# GeenPeil Monitor: Exploratory Data Analysis

In [4]:
import json
from collections import Counter
import locale
import time
locale.setlocale(locale.LC_ALL, '')


'en_US.UTF-8'

In [5]:
# Read in the data in a dictionary
tweetsFile = open('data-17_03_2016.json')
tweetsString = tweetsFile.read()
tweets = json.loads(tweetsString)

In [6]:
# How does a tweet look?
print(tweets[0])

{'favorite_count': 0, 'created_at': 'Thu Feb 25 10:15:30 +0000 2016', 'is_quote_status': False, 'contributors': None, 'in_reply_to_user_id_str': '371932423', 'retweeted': False, 'user': {'id': 3576975202, 'time_zone': 'Pacific Time (US & Canada)', 'name': 'Valentino-v.Gogh', 'following': None, 'notifications': None, 'screen_name': 'Backenricker', 'profile_sidebar_fill_color': '000000', 'profile_background_image_url_https': 'https://pbs.twimg.com/profile_background_images/657929087252627456/kPGzL3vR.jpg', 'profile_use_background_image': True, 'profile_text_color': '000000', 'verified': False, 'created_at': 'Mon Sep 07 12:39:34 +0000 2015', 'followers_count': 1389, 'listed_count': 335, 'statuses_count': 25393, 'description': 'Art Music Science Maths Physics QM Tech HR Humanity Nature. T mostly Dutch. ★ Blackstar, Shining, UFO collector(7). Quarky. RT/... not endorsement', 'follow_request_sent': None, 'default_profile': False, 'geo_enabled': False, 'profile_sidebar_border_color': '000000'

In [36]:
linksCounter = Counter()
for i in range(0,len(tweets)):
    tweet = tweets[i]
    entities = tweet['entities']
    urls = entities['urls']
    for j in range(0,len(urls)):
        link = urls[j]['expanded_url']
        linksCounter[link] += 1

totalUrls = []

for k,v in dict(linksCounter).items():
    if v > 100:
        totalUrls.append({"url":str(k),"count":v})
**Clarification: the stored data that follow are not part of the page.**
PR #510, opened 2025-07-27
adds a small amount of tikhonov regularization

akhanf:
should fix any remaining solver issues (cause by holes or other unnoticeable mesh defects)


akhanf:
Confirmed this works fine on hcp ur100, no adverse side effects and now finally have all running to completion.

PR #514, opened 2025-09-04
Check for atlas-sync

Dhananjhay:
Instead of opening a socket connection to github.com:443, we just use `git ls-remote url` for quickly inspecting the contents of a remote repository and/or verifying its accessibility. Socket logic seemed like an overkill; it was failing on server where git clone works.


akhanf (approved):
thanks looks good to me!

PR #515, opened 2025-09-08
deps + docs for cluster execution

jordandekraker:
This PR adds `snakemake-executor-plugin-cluster-generic` as a dependency which seems to be needed for cluster execution. It also provides a new "HCP" section in the Docs to explain how to use this feature. 

TODO: 
- [ ] test these instructions at the BIC (SGE)
- [ ] test these instructions on computecanada (SLRUM)


docs/usage/HPC.md
```diff
@@ -0,0 +1,118 @@
...
+
+---
+
+## Before you start
+
+When running on a cluster, please check the following:
+
+* **Installation path**: Make sure HippUnfold is installed in a directory that is accessible from all compute nodes (e.g., shared network storage).
+
+* **Containers**: If you are using Apptainer/Singularity or Docker, confirm that the runtime is available on compute nodes.
```
akhanf, line 17: can you actually use hippunfold called from a container along with a executor plugin? I didn't know there was a way for the remote jobs to call the container properly.. Unless you've tested this we could remove this statement (or say you cannot use the hippunfold container with executor plugins)

docs/usage/HPC.md
```diff
@@ -0,0 +1,118 @@
...
+
+* **Conda environments**: If using conda, ensure your environment directory is on a network-accessible path.
```
akhanf, line 19: could remind them that by default it will be in the output hippunfold folder (in .snakemake), but can be overriden with `--conda-prefix`

docs/usage/HPC.md
```diff
@@ -0,0 +1,118 @@
...
+jobs: 20
+cores: 16
+max-threads: 16
+latency-wait: 120
+conda-frontend: mamba
+conda-prefix: /data/mica3/.snakemake/conda
+precommand: "source /host/cassio/export03/data/opt/miniconda3/etc/profile.d/conda.sh"
+default-resources:
+  - mem_mb=8000
+  - time_h=6
```
akhanf, line 57: is time_h setting a default resource for each rule? seems really high if so.. but if it's the grouped rule then more reasonable..

docs/usage/HPC.md
```diff
@@ -0,0 +1,118 @@
...
+with optional flags like `-q all.q` or `-q mica.q` (used in the [MICA Lab](https://mica-mni.github.io/)).
+
+When running HippUnfold on SGE, replace the `--cores` option with `--profile` to point Snakemake to an SGE profile. For example, a profile might be stored at:
+
+`~/.config/snakemake/sge/config.yml`
+
+```yaml
+executor: cluster-generic
+cluster-generic-submit-cmd: "qsub -cwd -q mica.q"
+jobs: 20
```
akhanf, line 48: this would limit you to 20 jobs at a time, is that the intention?

docs/usage/HPC.md
```diff
@@ -0,0 +1,118 @@
...
+
+SLURM is another widely used cluster manager (e.g., on all **Compute Canada** systems). Jobs are usually submitted with:
+
+```bash
+sbatch <your command>
+```
+
+As with SGE, HippUnfold jobs can be distributed using a Snakemake profile for SLURM. A minimal example:
+
+`~/.config/snakemake/slurm/config.yml`
```
akhanf, line 80: using a profile for the slurm executor is a bit overkill in my opinion -- really the only things you need to set are the executor, cores and jobs, right? clsuter-cancel and clsuter-status should already be managed by the plugin ..

docs/usage/HPC.md
```diff
@@ -0,0 +1,118 @@
...
+Submit HippUnfold with:
+
+```bash
+hippunfold <your usual arguments> --profile slurm
+```
+
+You may also need to customize `sbatch` options (e.g., partitions, QoS, GPUs). To do this, define a submission command in your profile, for example:
+
+```yaml
+cluster-generic-submit-cmd: "sbatch --partition=compute --time={resources.time_h}:00:00 --mem={resources.mem_mb}M"
```
akhanf, line 106: you're combinign sbatch with cluster generic here, but there are slurm executor options to change this, we should really just refer the user to: https://snakemake.github.io/snakemake-plugin-catalog/plugins/executor/slurm.html for the detailed options for slurm

pyproject.toml
akhanf, line 1: can also add the slurm plugin

jordandekraker:
I was never able to get this running on our SGE cluster. After a few days of fiddling with parameters and cache/config dirs I gave up and am simply doing `qsub singulairty run hippunfold.sif <IN> <OUT> participant` in batches. 

If I wasn't able to get this running then I don't really think we can support it as a feature, so maybe we should simply close this PR

PR #516, opened 2025-09-08
WIP simplifying Docs

jordandekraker:


docs/getting_started/conda_advanced.md
akhanf, line 1: This section needs some more significant editing (mostly removing things like Poetry and anything already stated elsewhere) - I also think it is better to instead call it something like "Setting Up a Dev Environment", and moving it down to another -- having it called Conda(Advanced) makes it confusing between the other Conda section..  

I can give this a crack

akhanf:
this looks good to me, aside from my comment on the advnaced section, made just a few minor typo corrections

jordandekraker:
I'm happy to merge this for now, but if you guys are really happy with pixi then maybe you could add it to the Docs here instead of poetry? That would help me get started using pixi as well

I'm also removing the HPC page since that is in https://github.com/khanlab/hippunfold/pull/515 and may get deleted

with open("urls.json", 'w') as outfile:
    json.dump(totalUrls, outfile)

In [None]:
# How does a tweet location look?
locationCounter = Counter()

for i in range(0,len(tweets)):
    location = tweets[i]['user']['location']
    locationCounter[location] += 1
    
print(locationCounter)
coordsCount = 0
for i in range(0,len(tweets)):
    coords = tweets[i]['coordinates']
    if coords != None:
        coordsCount += 1
print(coordsCount) # not even unique

In [None]:
# Which headers are in a tweet?
print (tweets[0].keys())

In [None]:
# Which headers are in the user object?
print (tweets[0]['user'].keys())

# What is in a user?
for i in range(0,len(tweets)):
    if tweets[i]['user']['screen_name'] == "VVD":
        print (tweets[i]['text'])
#print (tweets[0]['user'])

In [None]:
# Read Dutch noise words file
noiseWords = []
f = open('stopwoordenlijst.txt', 'r')
for line in f:
    word = line.rstrip()
    noiseWords.append(word)
print(noiseWords)

In [None]:
# filter uninteresting words
import re, string 
pattern = re.compile('[^a-zA-Z]+')
textFromTweets = []

for i in range(0, len(tweets)):
    textFromTweets.append(' '.join([pattern.sub('', word.lower()) for word in tweets[i]['text'].split() if word.lower() not in noiseWords]))  

In [None]:
# count occurences per word
wordCounts = Counter()
for tweet in textFromTweets:
    words = tweet.split()
    for word in words:
        wordCounts[word] += 1

with open("wordcounts.json", 'w') as outfile:
    json.dump(wordCounts, outfile)

In [None]:
# count occurences per word, new format
wordsList = []

for key in wordCounts.keys():
    wordsDict = {}
    if wordCounts[key] > 200 and len(key) >= 2 and key not in noiseWords:
        wordsDict.update({"text":key,"size":wordCounts[key]})
        wordsList.append(wordsDict)


with open("GeenPeilMonitor/server/public/words.json", 'w') as outfile:
    json.dump(wordsList, outfile)

In [None]:
# count occurences per user and daily occurences per user
userCounts = Counter()
dailyUserCounts = {}

for i in range(0,len(tweets)):
    user = tweets[i]['user']['screen_name']
    ts = time.strftime('%Y-%m-%d', time.strptime(tweets[i]['created_at'],'%a %b %d %H:%M:%S +0000 %Y'))
    userCounts[user] += 1
    if ts in dailyUserCounts:
        if user in dailyUserCounts[ts]:
            dailyUserCounts[ts][user] += 1
        else:
            dailyUserCounts[ts][user] = 1
    else:
        dailyUserCounts.update({ts:{user: 1}})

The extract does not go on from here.